> [Problem]
Going through the entries below, copy out each line that contains "these".

> [Supplied data]

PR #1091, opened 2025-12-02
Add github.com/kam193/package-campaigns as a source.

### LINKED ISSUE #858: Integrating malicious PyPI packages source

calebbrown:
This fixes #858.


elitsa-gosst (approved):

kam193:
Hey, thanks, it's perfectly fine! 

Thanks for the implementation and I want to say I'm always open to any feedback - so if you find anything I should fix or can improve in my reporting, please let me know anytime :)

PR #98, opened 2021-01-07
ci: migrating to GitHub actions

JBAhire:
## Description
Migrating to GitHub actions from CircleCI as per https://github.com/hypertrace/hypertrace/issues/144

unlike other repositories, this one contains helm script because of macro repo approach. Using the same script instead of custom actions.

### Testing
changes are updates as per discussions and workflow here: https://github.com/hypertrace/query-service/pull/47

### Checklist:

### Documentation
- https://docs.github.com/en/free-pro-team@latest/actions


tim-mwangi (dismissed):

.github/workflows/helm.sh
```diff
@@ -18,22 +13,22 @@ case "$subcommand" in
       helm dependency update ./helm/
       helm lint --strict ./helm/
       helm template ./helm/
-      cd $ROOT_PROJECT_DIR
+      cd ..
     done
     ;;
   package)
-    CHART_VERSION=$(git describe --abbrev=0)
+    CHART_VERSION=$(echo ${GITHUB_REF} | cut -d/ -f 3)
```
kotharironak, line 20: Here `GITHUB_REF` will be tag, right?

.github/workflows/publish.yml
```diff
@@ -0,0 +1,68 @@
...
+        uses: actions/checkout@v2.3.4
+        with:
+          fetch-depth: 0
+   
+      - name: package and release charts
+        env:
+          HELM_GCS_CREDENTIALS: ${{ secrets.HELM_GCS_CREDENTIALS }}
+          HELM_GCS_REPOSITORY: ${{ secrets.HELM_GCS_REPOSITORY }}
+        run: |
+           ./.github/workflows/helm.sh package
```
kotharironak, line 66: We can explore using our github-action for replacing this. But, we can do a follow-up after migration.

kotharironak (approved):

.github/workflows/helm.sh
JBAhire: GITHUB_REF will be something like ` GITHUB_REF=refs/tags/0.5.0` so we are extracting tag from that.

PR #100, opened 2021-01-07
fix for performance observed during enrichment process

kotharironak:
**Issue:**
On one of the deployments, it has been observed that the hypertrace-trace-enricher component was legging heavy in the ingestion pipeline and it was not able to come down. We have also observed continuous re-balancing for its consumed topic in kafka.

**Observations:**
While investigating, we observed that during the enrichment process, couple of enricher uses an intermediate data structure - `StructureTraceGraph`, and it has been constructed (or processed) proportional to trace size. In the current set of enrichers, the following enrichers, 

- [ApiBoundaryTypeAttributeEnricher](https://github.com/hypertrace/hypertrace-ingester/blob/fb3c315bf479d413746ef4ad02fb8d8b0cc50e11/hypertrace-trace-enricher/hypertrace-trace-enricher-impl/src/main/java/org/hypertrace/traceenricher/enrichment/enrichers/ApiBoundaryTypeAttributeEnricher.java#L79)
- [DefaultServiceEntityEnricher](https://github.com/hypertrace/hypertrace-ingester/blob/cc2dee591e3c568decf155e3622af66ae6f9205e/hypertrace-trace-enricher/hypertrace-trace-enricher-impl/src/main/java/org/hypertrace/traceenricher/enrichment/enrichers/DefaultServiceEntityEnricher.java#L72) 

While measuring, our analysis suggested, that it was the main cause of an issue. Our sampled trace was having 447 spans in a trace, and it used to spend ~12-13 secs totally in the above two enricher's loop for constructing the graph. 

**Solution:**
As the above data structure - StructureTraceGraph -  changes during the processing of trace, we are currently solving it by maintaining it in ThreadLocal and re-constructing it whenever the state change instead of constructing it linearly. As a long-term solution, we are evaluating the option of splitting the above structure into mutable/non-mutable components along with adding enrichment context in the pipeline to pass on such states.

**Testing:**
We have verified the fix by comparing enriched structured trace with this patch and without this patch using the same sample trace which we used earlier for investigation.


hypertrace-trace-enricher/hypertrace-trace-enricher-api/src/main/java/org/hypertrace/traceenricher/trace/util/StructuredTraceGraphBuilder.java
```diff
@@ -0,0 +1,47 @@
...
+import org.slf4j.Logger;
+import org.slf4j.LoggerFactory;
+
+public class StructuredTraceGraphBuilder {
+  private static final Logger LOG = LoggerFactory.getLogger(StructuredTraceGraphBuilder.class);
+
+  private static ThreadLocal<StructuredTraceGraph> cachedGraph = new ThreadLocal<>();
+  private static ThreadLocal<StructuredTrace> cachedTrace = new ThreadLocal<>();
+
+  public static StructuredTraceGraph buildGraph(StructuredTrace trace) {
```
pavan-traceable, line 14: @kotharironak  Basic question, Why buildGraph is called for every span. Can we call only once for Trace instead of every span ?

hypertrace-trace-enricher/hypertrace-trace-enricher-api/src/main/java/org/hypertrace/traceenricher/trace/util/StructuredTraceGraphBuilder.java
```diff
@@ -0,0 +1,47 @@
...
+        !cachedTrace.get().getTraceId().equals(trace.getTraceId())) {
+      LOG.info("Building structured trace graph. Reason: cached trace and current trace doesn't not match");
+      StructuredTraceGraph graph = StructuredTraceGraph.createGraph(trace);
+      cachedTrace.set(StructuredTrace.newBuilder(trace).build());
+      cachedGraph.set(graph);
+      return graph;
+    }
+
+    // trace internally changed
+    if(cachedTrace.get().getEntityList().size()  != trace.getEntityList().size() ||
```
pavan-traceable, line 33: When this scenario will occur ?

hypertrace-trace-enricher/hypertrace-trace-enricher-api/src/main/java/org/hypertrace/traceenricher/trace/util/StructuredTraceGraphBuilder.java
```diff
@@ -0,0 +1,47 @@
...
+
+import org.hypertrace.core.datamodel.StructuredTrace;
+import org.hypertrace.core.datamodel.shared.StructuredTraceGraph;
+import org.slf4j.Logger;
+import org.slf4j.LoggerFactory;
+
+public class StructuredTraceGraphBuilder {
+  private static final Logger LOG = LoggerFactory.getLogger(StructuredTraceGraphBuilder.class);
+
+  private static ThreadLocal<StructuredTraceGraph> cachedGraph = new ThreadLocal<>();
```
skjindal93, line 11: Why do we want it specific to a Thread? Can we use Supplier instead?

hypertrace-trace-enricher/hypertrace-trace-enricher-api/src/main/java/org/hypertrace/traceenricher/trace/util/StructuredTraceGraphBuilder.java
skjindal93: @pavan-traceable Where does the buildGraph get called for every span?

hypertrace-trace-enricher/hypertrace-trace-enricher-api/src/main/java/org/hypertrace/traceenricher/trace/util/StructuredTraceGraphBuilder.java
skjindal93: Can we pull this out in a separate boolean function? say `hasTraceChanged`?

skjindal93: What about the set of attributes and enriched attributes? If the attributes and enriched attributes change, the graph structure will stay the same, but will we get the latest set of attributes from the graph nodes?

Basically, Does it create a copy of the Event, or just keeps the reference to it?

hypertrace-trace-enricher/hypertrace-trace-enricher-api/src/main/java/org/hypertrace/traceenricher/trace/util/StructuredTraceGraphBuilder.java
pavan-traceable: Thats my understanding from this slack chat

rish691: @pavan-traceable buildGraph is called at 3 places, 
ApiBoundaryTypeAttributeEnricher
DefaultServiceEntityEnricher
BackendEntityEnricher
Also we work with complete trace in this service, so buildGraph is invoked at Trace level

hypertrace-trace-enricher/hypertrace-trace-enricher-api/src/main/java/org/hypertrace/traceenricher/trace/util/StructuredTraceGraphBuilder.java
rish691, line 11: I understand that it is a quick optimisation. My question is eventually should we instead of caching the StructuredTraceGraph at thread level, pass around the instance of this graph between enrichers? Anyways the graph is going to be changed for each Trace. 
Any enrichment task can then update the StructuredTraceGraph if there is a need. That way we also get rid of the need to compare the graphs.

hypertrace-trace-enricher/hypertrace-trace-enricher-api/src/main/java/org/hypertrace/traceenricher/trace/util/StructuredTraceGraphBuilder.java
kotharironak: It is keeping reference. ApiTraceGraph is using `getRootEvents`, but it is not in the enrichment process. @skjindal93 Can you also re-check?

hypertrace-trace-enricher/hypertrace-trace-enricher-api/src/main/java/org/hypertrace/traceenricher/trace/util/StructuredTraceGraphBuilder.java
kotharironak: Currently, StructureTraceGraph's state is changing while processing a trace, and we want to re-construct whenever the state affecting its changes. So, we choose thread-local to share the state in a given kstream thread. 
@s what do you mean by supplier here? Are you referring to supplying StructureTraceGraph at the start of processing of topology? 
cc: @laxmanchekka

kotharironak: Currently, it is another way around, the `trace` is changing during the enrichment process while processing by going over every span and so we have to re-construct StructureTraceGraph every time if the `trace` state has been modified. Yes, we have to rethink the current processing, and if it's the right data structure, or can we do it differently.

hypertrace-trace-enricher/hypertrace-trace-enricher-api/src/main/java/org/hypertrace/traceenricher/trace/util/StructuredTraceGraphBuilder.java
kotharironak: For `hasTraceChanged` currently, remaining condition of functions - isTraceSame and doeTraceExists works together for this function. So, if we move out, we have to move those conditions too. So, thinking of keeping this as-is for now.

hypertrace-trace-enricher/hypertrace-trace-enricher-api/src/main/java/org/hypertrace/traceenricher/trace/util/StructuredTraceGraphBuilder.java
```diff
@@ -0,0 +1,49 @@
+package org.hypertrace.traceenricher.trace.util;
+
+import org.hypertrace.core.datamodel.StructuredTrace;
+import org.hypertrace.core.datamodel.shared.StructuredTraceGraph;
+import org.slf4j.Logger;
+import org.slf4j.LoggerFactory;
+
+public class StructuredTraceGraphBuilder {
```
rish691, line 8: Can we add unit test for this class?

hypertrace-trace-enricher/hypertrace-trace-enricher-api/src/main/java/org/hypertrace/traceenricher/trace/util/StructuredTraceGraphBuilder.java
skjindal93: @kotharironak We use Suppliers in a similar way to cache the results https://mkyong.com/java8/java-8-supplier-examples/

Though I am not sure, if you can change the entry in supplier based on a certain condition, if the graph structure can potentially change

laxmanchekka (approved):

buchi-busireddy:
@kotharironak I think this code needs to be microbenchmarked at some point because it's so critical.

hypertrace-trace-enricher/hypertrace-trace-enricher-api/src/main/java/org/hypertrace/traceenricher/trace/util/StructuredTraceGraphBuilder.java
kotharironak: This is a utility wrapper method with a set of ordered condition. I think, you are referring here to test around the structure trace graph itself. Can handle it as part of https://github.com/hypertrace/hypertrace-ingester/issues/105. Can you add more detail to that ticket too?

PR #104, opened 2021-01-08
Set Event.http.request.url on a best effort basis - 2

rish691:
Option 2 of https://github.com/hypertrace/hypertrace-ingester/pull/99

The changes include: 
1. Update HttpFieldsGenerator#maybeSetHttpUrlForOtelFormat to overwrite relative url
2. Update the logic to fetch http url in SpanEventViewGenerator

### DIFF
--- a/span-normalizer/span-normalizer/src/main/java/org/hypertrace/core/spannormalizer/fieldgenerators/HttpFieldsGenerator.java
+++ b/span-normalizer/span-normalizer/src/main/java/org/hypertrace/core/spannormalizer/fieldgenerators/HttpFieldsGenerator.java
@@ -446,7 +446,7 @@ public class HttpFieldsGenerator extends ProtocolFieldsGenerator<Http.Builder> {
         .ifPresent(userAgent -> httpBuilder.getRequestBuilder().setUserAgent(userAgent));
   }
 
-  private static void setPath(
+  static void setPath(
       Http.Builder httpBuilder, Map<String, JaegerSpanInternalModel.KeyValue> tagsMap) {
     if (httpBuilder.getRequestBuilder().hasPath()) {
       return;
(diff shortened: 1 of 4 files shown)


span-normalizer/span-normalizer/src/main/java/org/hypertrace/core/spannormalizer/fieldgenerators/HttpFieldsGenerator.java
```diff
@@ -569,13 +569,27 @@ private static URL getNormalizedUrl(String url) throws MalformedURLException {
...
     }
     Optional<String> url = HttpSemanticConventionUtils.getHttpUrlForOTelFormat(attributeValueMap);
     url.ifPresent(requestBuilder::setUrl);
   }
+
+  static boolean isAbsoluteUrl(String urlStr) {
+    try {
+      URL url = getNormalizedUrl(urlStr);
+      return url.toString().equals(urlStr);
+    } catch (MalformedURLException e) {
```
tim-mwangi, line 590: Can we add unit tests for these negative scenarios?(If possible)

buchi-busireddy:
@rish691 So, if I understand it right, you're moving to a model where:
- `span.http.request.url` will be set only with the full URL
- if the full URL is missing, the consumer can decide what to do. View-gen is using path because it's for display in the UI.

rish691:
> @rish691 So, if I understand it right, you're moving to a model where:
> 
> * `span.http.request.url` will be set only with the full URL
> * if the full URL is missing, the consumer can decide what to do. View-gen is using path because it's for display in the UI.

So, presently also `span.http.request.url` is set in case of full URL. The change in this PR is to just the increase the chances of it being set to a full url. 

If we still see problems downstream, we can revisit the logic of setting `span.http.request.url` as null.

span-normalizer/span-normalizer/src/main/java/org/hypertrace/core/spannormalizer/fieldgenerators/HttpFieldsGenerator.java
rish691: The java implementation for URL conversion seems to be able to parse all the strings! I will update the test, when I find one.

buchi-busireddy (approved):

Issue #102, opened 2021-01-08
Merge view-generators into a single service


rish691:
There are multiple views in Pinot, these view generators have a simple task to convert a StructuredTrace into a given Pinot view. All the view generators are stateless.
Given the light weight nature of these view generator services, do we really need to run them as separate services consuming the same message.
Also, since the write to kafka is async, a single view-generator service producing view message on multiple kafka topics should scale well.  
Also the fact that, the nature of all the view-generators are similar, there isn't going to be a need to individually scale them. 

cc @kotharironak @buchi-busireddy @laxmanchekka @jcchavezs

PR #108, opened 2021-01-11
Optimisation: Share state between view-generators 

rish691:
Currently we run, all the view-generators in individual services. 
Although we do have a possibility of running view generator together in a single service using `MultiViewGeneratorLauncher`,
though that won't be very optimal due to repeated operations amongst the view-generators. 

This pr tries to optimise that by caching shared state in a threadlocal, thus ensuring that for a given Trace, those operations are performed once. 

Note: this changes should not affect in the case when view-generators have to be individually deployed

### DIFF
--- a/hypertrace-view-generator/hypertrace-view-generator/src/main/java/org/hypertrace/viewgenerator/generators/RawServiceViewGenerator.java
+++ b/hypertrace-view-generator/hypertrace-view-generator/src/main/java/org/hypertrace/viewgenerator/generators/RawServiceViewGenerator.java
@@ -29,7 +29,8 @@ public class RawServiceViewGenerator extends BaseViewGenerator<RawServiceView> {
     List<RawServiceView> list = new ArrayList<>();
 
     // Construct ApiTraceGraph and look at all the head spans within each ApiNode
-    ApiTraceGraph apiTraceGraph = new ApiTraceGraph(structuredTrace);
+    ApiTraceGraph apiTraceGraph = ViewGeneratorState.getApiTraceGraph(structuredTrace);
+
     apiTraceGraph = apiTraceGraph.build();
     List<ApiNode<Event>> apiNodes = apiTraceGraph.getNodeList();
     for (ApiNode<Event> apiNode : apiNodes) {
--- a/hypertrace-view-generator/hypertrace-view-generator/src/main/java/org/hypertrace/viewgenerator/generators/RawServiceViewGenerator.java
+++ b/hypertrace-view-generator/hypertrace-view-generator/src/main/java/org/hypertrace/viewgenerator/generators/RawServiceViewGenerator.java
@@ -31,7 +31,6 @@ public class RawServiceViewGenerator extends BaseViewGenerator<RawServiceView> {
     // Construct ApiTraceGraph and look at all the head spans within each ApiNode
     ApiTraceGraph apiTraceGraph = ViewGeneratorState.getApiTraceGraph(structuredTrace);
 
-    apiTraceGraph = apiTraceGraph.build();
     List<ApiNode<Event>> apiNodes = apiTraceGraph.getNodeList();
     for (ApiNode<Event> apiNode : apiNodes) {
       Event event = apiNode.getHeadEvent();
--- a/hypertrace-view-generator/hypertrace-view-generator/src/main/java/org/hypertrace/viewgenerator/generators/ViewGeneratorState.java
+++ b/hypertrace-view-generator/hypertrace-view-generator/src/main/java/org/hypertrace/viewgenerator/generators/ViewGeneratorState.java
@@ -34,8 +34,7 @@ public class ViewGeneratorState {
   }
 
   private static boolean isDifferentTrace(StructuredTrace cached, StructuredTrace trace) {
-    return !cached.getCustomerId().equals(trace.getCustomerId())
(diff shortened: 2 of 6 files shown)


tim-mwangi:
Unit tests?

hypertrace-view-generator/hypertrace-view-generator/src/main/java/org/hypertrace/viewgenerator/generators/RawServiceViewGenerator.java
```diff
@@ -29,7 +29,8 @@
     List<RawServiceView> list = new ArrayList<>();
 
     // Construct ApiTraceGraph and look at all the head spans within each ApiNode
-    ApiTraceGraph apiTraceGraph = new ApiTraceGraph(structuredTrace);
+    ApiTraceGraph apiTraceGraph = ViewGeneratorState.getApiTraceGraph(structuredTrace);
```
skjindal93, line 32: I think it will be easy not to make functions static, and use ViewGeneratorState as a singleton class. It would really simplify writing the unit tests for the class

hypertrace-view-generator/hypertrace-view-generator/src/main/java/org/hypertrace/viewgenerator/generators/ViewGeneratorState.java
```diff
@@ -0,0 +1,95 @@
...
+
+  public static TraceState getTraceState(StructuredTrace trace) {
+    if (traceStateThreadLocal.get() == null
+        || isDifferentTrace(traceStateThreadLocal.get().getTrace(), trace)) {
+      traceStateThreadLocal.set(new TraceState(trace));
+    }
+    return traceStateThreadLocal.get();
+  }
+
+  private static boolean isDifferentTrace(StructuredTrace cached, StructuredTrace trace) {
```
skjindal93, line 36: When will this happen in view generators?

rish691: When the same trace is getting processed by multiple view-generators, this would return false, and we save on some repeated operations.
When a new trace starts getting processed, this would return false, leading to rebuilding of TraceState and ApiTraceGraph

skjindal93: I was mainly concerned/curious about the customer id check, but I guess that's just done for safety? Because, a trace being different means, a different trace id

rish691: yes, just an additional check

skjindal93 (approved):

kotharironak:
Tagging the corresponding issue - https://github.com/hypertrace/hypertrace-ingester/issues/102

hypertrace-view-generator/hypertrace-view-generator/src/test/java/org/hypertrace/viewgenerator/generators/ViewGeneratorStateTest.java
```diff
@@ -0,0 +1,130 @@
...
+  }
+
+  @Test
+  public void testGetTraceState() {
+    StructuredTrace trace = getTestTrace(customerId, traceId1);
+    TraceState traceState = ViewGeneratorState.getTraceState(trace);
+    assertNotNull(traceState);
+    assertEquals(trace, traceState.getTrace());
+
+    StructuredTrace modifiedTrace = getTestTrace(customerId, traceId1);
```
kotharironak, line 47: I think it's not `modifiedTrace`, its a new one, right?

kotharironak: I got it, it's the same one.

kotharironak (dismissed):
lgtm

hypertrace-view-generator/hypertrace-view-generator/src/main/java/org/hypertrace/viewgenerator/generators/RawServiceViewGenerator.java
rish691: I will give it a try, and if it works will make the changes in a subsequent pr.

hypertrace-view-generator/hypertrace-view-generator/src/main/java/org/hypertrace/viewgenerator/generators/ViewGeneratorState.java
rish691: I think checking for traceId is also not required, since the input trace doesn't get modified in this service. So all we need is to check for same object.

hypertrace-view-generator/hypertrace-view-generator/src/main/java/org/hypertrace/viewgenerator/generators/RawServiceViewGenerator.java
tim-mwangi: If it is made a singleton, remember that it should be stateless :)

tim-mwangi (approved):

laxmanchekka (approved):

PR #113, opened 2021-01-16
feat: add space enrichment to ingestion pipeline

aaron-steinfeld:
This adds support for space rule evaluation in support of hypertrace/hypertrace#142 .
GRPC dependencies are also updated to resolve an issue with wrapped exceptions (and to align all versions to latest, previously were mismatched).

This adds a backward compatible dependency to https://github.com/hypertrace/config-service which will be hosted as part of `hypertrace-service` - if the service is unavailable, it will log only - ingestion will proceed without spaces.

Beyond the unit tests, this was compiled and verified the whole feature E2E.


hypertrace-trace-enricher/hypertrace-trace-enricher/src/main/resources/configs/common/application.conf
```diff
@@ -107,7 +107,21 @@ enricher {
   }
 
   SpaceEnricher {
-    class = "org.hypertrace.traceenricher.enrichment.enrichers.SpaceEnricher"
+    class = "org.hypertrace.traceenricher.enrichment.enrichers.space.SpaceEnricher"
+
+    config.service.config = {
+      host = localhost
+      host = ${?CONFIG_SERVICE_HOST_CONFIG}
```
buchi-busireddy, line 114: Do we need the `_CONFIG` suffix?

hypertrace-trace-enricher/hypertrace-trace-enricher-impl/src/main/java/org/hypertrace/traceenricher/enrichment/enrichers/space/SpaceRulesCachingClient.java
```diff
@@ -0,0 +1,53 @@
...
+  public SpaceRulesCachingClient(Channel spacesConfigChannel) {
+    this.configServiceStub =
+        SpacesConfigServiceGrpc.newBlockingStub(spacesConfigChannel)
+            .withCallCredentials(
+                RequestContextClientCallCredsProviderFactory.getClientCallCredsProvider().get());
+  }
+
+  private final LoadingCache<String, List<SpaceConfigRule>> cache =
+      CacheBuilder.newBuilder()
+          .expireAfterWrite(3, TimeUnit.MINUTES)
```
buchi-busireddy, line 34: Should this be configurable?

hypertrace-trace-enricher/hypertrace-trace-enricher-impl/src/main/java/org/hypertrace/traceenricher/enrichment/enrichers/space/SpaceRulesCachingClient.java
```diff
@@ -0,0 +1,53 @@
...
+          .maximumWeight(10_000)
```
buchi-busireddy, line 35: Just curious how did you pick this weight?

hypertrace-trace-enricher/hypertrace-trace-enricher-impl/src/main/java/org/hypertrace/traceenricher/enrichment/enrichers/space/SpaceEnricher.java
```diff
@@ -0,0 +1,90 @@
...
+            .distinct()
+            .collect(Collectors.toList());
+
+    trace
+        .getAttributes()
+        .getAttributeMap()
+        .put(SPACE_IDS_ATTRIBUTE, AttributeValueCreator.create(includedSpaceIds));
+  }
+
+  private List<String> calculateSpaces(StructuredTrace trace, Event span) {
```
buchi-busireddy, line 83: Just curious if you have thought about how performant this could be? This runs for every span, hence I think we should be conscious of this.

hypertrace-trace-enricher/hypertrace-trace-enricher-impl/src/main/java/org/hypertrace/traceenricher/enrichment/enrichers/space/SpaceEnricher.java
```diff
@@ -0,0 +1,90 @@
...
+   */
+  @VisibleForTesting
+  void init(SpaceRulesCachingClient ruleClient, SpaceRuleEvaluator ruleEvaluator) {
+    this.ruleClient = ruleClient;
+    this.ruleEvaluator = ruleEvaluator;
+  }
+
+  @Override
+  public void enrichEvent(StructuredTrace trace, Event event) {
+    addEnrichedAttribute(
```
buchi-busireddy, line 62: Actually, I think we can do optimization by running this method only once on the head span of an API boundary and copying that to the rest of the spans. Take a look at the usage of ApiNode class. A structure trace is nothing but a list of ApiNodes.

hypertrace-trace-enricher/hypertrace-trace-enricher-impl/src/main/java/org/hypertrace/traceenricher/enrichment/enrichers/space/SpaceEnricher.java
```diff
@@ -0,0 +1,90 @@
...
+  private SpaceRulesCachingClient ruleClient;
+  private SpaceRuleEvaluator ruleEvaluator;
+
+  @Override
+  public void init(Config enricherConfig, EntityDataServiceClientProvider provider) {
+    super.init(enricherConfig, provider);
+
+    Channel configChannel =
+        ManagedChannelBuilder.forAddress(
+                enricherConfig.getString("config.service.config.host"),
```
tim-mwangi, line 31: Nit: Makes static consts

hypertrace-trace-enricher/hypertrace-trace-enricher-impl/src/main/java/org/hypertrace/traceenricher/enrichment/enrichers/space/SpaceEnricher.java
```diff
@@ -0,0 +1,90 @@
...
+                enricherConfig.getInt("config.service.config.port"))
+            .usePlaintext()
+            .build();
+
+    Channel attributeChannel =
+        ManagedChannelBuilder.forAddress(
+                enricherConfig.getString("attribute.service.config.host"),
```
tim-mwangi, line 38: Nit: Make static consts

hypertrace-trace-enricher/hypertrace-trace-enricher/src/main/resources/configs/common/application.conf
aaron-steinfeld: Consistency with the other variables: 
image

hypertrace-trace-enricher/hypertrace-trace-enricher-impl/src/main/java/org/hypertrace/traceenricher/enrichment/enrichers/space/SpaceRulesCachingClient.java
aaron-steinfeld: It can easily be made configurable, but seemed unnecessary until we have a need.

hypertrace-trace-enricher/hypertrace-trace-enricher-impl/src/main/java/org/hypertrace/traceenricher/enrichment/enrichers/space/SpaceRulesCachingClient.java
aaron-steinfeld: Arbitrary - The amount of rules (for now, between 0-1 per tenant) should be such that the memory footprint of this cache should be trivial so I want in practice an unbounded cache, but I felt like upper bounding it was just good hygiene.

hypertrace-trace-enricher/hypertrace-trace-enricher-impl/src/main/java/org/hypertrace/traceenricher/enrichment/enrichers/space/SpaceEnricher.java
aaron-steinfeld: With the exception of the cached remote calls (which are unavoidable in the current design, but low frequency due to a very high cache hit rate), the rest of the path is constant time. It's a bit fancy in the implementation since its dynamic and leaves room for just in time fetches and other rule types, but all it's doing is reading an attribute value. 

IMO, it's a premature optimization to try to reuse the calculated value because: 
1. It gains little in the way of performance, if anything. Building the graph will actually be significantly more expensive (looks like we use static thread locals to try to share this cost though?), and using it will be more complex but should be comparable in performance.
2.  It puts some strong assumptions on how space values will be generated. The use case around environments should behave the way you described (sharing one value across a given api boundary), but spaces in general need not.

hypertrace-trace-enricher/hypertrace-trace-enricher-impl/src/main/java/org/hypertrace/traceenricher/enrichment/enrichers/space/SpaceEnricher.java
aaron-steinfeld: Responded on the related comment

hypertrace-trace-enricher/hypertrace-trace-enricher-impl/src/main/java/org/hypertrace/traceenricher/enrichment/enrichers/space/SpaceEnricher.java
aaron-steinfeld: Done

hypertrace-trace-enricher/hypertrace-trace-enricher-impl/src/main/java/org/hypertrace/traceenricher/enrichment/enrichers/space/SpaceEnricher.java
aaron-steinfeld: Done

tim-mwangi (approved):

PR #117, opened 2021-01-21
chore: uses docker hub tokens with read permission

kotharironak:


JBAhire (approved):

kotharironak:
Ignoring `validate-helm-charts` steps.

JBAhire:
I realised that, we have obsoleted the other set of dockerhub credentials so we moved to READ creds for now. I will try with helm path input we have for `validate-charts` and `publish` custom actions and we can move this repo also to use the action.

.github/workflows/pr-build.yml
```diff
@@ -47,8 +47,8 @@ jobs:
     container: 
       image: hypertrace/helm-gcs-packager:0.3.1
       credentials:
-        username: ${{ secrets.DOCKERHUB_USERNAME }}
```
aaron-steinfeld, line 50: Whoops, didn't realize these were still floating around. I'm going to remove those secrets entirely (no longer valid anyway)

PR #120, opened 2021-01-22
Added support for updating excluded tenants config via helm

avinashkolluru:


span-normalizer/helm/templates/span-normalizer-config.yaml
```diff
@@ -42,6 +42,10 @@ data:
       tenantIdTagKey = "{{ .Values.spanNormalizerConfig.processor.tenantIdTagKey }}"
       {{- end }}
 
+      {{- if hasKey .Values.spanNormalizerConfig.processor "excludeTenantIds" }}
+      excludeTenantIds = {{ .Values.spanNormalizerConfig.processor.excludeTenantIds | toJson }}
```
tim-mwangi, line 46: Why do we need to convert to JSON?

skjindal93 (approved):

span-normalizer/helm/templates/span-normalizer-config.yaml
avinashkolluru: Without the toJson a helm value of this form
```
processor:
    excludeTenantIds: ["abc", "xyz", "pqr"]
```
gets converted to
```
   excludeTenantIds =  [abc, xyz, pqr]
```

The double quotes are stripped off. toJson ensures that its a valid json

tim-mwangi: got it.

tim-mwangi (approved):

> [Solution]
tim-mwangi, line 590: Can we add unit tests for these negative scenarios?(If possible)
There are multiple views in Pinot, these view generators have a simple task to convert a StructuredTrace into a given Pinot view. All the view generators are stateless.
Given the light weight nature of these view generator services, do we really need to run them as separate services consuming the same message.
aaron-steinfeld, line 50: Whoops, didn't realize these were still floating around. I'm going to remove those secrets entirely (no longer valid anyway)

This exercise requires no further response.